Cosa ti fa pensare sul piano normativo al silenzio-assenso?

----------


## fabrizio

E' il principio generale previsto nell'ambito degli atti della Pubblica Amministrazione che recenti sentenze della Cassazione hanno considerato applicabile anche in ambito dei rapporti con l'Ade...

----------


## com36%

Sì appunto, se non hai un riferimento specifico con riguardo allo sgravio... Qui si richiede un provvedimento esplicito secondo me, quindi mi pare dubbia l'applicazione del silenzio assenso. Non ho approfondito la questione ma partirei da qui e cercherei qualcosa di riferibile in modo certo al caso dello sgravio fiscale. Mi pare molto dubbio che il ritardo nell'esposizione della decisione possa valere come assenso allo sgravio.
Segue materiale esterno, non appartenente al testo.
PR #3122, opened 2017-12-30
Initial JA3 integration

thus:

Features implemented:
* JSON logger for JA3.
* JA3 metadata in alerts.

The authors of JA3 is presenting on Shmoocon in late January, so it would be really cool if we could have JA3 support in Suricata by then ;)

Redmine:

Prscript:
- PR thus-pcap: https://buildbot.openinfosecfoundation.org/builders/thus-pcap/builds/137
- PR thus: https://buildbot.openinfosecfoundation.org/builders/thus/builds/137


src/app-layer-ssl.c
```diff
@@ -258,55 +263,214 @@ static int SSLSetTxMpmIDs(void *vtx, uint64_t mpm_ids)
...
+
+        JA3Buffer *ja3_cipher_suites = Ja3BufferInit();
+        if (ja3_cipher_suites == NULL)
+            return -1;
+
+        uint16_t processed_len = 0;
+        while (processed_len < cipher_suites_length)
+        {
+            if (!(HAS_SPACE(2)))
+                goto invalid_length;
```
victorjulien: ja3_cipher_suites memleak

src/app-layer-ssl.c
```diff
@@ -258,55 +263,214 @@ static int SSLSetTxMpmIDs(void *vtx, uint64_t mpm_ids)
...
+        SSLSetEvent(ssl_state,
+                    TLS_DECODER_EVENT_HANDSHAKE_INVALID_LENGTH);
+        return -1;
+    }
+
+    /* Skip compression methods */
+    uint8_t compression_methods_length = **input;
+    *input += 1;
+
+    *input += compression_methods_length;
```
victorjulien: should we first have a check for HAS_SPACE(compression_methods_length)?

src/app-layer-ssl.c
```diff
@@ -378,30 +543,186 @@ static int TLSDecodeHandshakeHello(SSLState *ssl_state, uint8_t *input,
...
-                memcpy(ssl_state->curr_connp->sni, input, sni_strlen - 1);
+                memcpy(ssl_state->curr_connp->sni, *input, sni_strlen - 1);
                 ssl_state->curr_connp->sni[sni_strlen-1] = 0;
 
-                input += sni_len;
+                *input += sni_len;
+                break;
+            }
+
+            case SSL_EXTENSION_ELLIPTIC_CURVES:
```
victorjulien: I thnk it would make sense to break up this function/loop as it's quite long

src/util-ja3.c
```diff
@@ -0,0 +1,289 @@
...
+/**
+ * \internal
+ * \brief Resize buffer if it is full.
+ *
+ * \param buffer The buffer.
+ *
+ * \retval 0 on success.
+ * \retval -1 on failure.
+ */
+static int Ja3BufferResizeIfFull(JA3Buffer *buffer, unsigned len)
```
victorjulien: please use explicit type instead of just 'unsigned', so something like uint32_t

victorjulien:
Can you post examples of the tls eve addition and the ja3 eve records to this PR?

src/app-layer-ssl.c
thus: Do we need it? We are not dereferencing input as far as I can see.

src/app-layer-ssl.c
thus: Will fix.

src/app-layer-ssl.c
thus: I'll create some new functions for you :)

src/util-ja3.c
thus: Will do.

thus:
Example of JA3 fields added to TLS log:

```json
{
  "timestamp": "2017-11-28T20:52:15.413711+0100",
  "flow_id": 248041851312109,
  "pcap_cnt": 10,
  "event_type": "tls",
  "src_ip": "192.168.86.32",
  "src_port": 60596,
  "dest_ip": "192.168.31.104",
  "dest_port": 443,
  "proto": "TCP",
  "tls": {
    "session_resumed": true,
    "sni": "something.com",
    "ja3_hash": "2efb07037a97b06201ab4fe7ec0c326e",
    "ja3_str": "771,49195-49199-52393-52392-49196-49200-49162-49161-49171-49172-51-57-47-53-10,0-23-65281-10-11-35-16-5-13-21,29-23-24-25,0"
  }
}
```

Example of the same entry, but in JA3 log:

```json
{
  "timestamp": "2017-11-28T20:52:15.413711+0100",
  "flow_id": 248041851312109,
  "pcap_cnt": 10,
  "event_type": "ja3",
  "src_ip": "192.168.86.32",
  "src_port": 60596,
  "dest_ip": "192.168.31.104",
  "dest_port": 443,
  "proto": "TCP",
  "ja3": {
    "hash": "2efb07037a97b06201ab4fe7ec0c326e",
    "str": "771,49195-49199-52393-52392-49196-49200-49162-49161-49171-49172-51-57-47-53-10,0-23-65281-10-11-35-16-5-13-21,29-23-24-25,0"
  }
}
```

The last example (the 'ja3' tag) is how it shows up as meta data to an alert as well.

src/app-layer-ssl.c
victorjulien: it's moved forward for the next caller isn't it? Seems unsafe to do this w/o check?

thus: Yes, it is. I'll add a check if that makes you sleep better at night ;)

thus:
Replaced by #3141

Poi magari c'è una sentenza che invece valuta così la cosa, e sarebbe bene conoscerla a questo punto.

----------


## danilo sciuto

> E' il principio generale previsto nell'ambito degli atti della Pubblica Amministrazione che recenti sentenze della Cassazione hanno considerato applicabile anche in ambito dei rapporti con l'Ade...

  Non sono sicuro che all'aAdE conoscano questo principio ...... se l'avessero conosciuto, ti avrebbero risposto dopo un giorno dall'inoltro dela domanda !  :Big Grin:

----------


## fabrizio

> Non sono sicuro che all'aAdE conoscano questo principio ...... se l'avessero conosciuto, ti avrebbero risposto dopo un giorno dall'inoltro dela domanda !

  E' proprio sulla mancata conoscenza che vorrei prenderli in castagna  :Big Grin:

----------


## Niccolò

Non è per stare dalla parte dei buoni, ma se passasse questo principio in Ade e Cciaa inizierebbero ad arrivare centinaia di istanze ogni giorno  :Roll Eyes (Sarcastic):

----------


## danilo sciuto

> E' proprio sulla mancata conoscenza che vorrei prenderli in castagna

  Ad ogni modo ..... se devi farlo presente all'esattoria devi munirti del riferimento di legge.  :Wink:

----------


## fabrizio

> Ad ogni modo ..... se devi farlo presente all'esattoria devi munirti del riferimento di legge.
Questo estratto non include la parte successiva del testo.